[DATA EXCERPTS Boundary: Start]

PR #924, opened 2016-04-12
use new DatasetVersion in CombinePolicy

pcadabam:
- Fix some generics which cause LiCleanableDataset to fail
- Move some code out of `src/test/java/gobblin/data/management/retention/integration/RetentionIntegrationTest.java
` to `gobblin-data-management/src/main/java/gobblin/util/test/RetentionTestHelper.java`

@ibuenros can you review?


ibuenros:
LGTM

PR #926, opened 2016-04-13
Make NewestKSelectionPolicy use Java Generics instead of FileSystemDatasetVersion

sahilTakiar:
* With this approach, one does not have to cast to `FileSystemDatasetVersion` when using `NewestKSelectionPolicy` - any class that extends `FileSystemDatasetVersion` (such as `TimestampedDatasetVersion`) can be used


ibuenros:
LGTM

pcadabam:
I think this should be any class that extends `DatasetVersion` instead of just `FileSystemDatasetVersion`. This selection policy does not use any filesystem specific logic to select version

sahilTakiar:
@pcadabam I agree, but currently `VersionSelectionPolicy` is tied to `FileSystemDatasetVersion`, we would have to change the interface. I think we should make the change, but its will be backwards-incompatible, so there may be cause for concern.

I'm going to merge this for now, lets address any changes to `VersionSelectionPolicy` in another PR.

PR #927, opened 2016-04-14
Oracle reader

jinhyukchang:
Adding OracleExtractor which extracts data from Oracle database. 
OracleExtractor inherits/reuses many codes from JdbcExtractor. JdbcExtractor retrieves data via getRecordSet, where watermark is put into where clause in SELECT statement. As SQL statements and metadata store is differ among RDMSs, Oracle extractor provides specific query statement for extracting metadata (in getSchemaMetadata), extracting data (in getDataMetadata), count (in getCountMetadata), and provides data type mapping for JdbcExtractor.

Passed integration test in local.


sahilTakiar:
Can you provide a little more context for this PR? Are the new classes a simple implementation of the `JDBCSource` and `JDBCExtractor` for Oracle? Does it provide any additional optimizations?

jinhyukchang:
Hey @sahilTakiar , this is a simple implementation of JDBCExtractor & JDBCSource for Oracle. No additional optimization was made.

gobblin-core/src/main/java/gobblin/source/extractor/extract/jdbc/OracleExtractor.java
```diff
@@ -0,0 +1,297 @@
...
+  @Override
+  public String constructSampleClause() {
+    return "";
+  }
+
+  @Override
+  public String getWatermarkSourceFormat(WatermarkType watermarkType) {
+    String columnFormat = null;
+    switch (watermarkType) {
+      case TIMESTAMP:
```
sahilTakiar: there should be a `break` clause for each `case`, otherwise FindBugs will throw a warning, which will cause the build to fail

gobblin-core/src/main/java/gobblin/source/extractor/extract/jdbc/OracleExtractor.java
```diff
@@ -0,0 +1,297 @@
...
+
+  @Override
+  public Map<String, String> getDataTypeMap() {
+    return DATA_TYPE_MAP;
+  }
+
+  @Override
+  public Iterator<JsonElement> getRecordSetFromSourceApi(String schema, String entity, WorkUnit workUnit,
+      List<Predicate> predicateList) throws IOException {
+    return null;
```
sahilTakiar: why does this return `null`?

sahilTakiar:
Can a add a little more explanation in the PR description about how this works? What are the exact queries you are running for fetch the data, watermark, count, etc?

In general, this LGTM pending the few comments and documentation update.

gobblin-core/src/main/java/gobblin/source/extractor/extract/jdbc/OracleExtractor.java
jinhyukchang: Done

jinhyukchang:
Added explanatory comment on OracleExtractor. Use all_tab_columns instead of user_tab_columns to fetch metadata. Take SID as input parameter.

@chavdar , Could you take a look (or delegate to others) when you have a chance?

gobblin-core/src/main/java/gobblin/source/extractor/extract/jdbc/OracleExtractor.java
jinhyukchang: Added comment on it (No need to support specific retrieval as getRecordSet in JdbcExtractor is sufficient) and changed it to throw exception.

sahilTakiar:
@jinhyukchang it seems @bjvanov has also created an `OracleSource` and `OracleExtractor`. Can you take a look at https://github.com/linkedin/gobblin/pull/1074 and possibly work together to consolidate your efforts?

sahilTakiar:
This thread on the Google Groups list is also relevant: https://groups.google.com/d/topic/gobblin-users/ljf2FwwvMp4/discussion

abti:
Oracle connector has been added via a consolidated effort in another PR, so closing this.

PR #928, opened 2016-04-14
Substitution of system and env variable in config management

pcadabam:
### Changes
- Added support to resolve system and environment variables in config management. Both in `main.conf` and `includes.conf`
- `Typesafe Config` expects the system/env key to be in the format `${?sys.prop.key}`. Note that `?` signifies system/env variables.
- Added support to resolve system/env variables in `includes.conf`. Since `includes.conf` is in plain text with one include per line, it can not be parsed as `TypeSafe Config`. To workaround that we build a `TypeSafe Config` objects with key `includes` and value a list of include paths. This config object is then resolved with fallback on system/env properties.

E.g. If the includes.conf file looks like

<pre>
/path/to/tag1
/path/to/${?sys.key1}
</pre>

It gets loaded in memory as a `TypeSafe Config` object, 
<pre>
includes = [/path/to/tag1, /path/to/${?sys.key1}]
</pre>

Then resolved with fallback on system/env properties as,
<pre>
includes = [/path/to/tag1, /path/to/sys.value1]
</pre>

- Fixed bug in resolutions. `Config.resolve` should be called only once after all the fallbacks have been configured

@tuGithub and @chavdar please review.

### DIFF
--- a/gobblin-config-management/gobblin-config-client/src/test/java/gobblin/config/client/TestConfigClient.java
+++ b/gobblin-config-management/gobblin-config-client/src/test/java/gobblin/config/client/TestConfigClient.java
@@ -131,10 +131,10 @@ public class TestConfigClient {
   private void mockupConfigValues(){
     /**
      * each node will have a common key "generalKey" with value as "generalValue_${node}"
-     * this key will be overwrite 
-     * 
+     * this key will be overwrite
+     *
      * each node will have own key "keyOf_${node}" with value "valueOf_${node}"
-     * this key will be inherent 
+     * this key will be inherent
      */
     // mock up the configuration values for root
     Map<String, String> rootMap = new HashMap<>();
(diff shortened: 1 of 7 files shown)


chavdar:
${?sys.prop.key} signifies that the assignment is a no-op if the environment variable is missing. It is certainly usable for properties outside environment variables and Java system properties.

chavdar:
LGTM

gobblin-config-management/gobblin-config-core/src/main/java/gobblin/config/common/impl/ConfigStoreBackedValueInspector.java
```diff
@@ -136,21 +127,40 @@ public Config getResolvedConfig(ConfigKeyPath configKey) {
...
       for(ConfigKeyPath p: ownImports){
-        initialConfig = initialConfig.withFallback(this.getResolvedConfig(p));
+        initialConfig = initialConfig.withFallback(this.getResolvedConfigRecursive(p));
       }
     }
-    
+
     // merge with configs from parent for Non root
-    initialConfig = initialConfig.withFallback(this.getResolvedConfig(configKey.getParent())).resolve();
+    initialConfig = initialConfig.withFallback(this.getResolvedConfigRecursive(configKey.getParent()));
```
tuGithub: Why remove the "resolve" function at the end?

gobblin-config-management/gobblin-config-client/src/test/java/gobblin/config/client/TestConfigClient.java
```diff
@@ -131,10 +131,10 @@ public void setup(){
   private void mockupConfigValues(){
     /**
      * each node will have a common key "generalKey" with value as "generalValue_${node}"
-     * this key will be overwrite 
-     * 
+     * this key will be overwrite
```
tuGithub: A lot of format changes, please file a separate PR for format changes in the future, then we do NOT need to "really" review those changes and reduce a lot of noise.

gobblin-config-management/gobblin-config-core/src/main/java/gobblin/config/common/impl/ConfigStoreBackedValueInspector.java
pcadabam: This was a bug to resolve on every recursive call. The resolve has been moved to `getResolvedConfig` after all the recursive fallbacks are set. 
As per typesafe documentation, resolve should be called only once after all the fallbacks are set. 
See unit test `TestConfigStoreValueInspector.testResolveConfigOverridingInChild()` which fails if you resolve on every recursive call.

gobblin-config-management/gobblin-config-client/src/test/java/gobblin/config/client/TestConfigClient.java
pcadabam: Will do. My eclipse auto formats tabs > spaces on save. I will change it.

tuGithub:
LGTM

PR #930, opened 2016-04-15
log resolved retention config

pcadabam:


pcadabam:
Merging trivial change.

PR #931, opened 2016-04-17
IDEA integration improvement

shirshanka:
Fixed out of the box integration with idea. 
./gradlew -PuseHadoop2 idea 
and File > Open in idea works without errors (earlier broke on java 7 language level)

Language level set to java 7, docs updated, codestyle checked in (with import order fixed based on coding style).

### DIFF
--- a/build.gradle
+++ b/build.gradle
@@ -28,6 +28,7 @@ apply from: rootProject.projectDir.path + '/gradle/scripts/jacoco-coveralls-supp
 
 idea.project {
   ext.languageLevel = JavaVersion.VERSION_1_7
+  languageLevel = JavaVersion.VERSION_1_7
 }
 
 ext.build_script_dir = "${projectDir.path}/build_script"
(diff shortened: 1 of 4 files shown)


shirshanka:
@sahilTakiar or @ibuenros : can you review that this works with your idea integrations as well?

build.gradle
```diff
@@ -28,6 +28,7 @@ apply from: rootProject.projectDir.path + '/gradle/scripts/jacoco-coveralls-supp
 
 idea.project {
   ext.languageLevel = JavaVersion.VERSION_1_7
```
sahilTakiar: Should we remove this?

ibuenros: Chavdar mentioned at some point that was necessary for some new version of Gradle, so it is there in preparation for the migration.

sahilTakiar:
Should we also specify the `jdkName` - https://docs.gradle.org/current/dsl/org.gradle.plugins.ide.idea.model.IdeaProject.html

Other than that LGTM! Thanks for making this change, I tested this locally and it works.

shirshanka:
Don't want to force a jdkName since people could use any jdk upwards of 1.7 I believe.

build.gradle
sahilTakiar: Yes, I believe that is for the Gradle 2.+ migration. However, the `ext.` prefix is only for global properties that need to be accessed project wide. It's basically a global map. `languageLevel` is specific to the configuration of the `idea` plugin, so its not a global property.

In fact, this commit probably broke the project version specification for idea: https://github.com/linkedin/gobblin/commit/15984d7b16056b00ec9aa27b0bfb789b1ddd174d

[DATA EXCERPTS Boundary: End]

:: WHAT IS NEEDED ::
Show every line of the entries above where the word "fetch" occurs.

:: SOLUTION TO THE EXERCISE ::
Can a add a little more explanation in the PR description about how this works? What are the exact queries you are running for fetch the data, watermark, count, etc?
Added explanatory comment on OracleExtractor. Use all_tab_columns instead of user_tab_columns to fetch metadata. Take SID as input parameter.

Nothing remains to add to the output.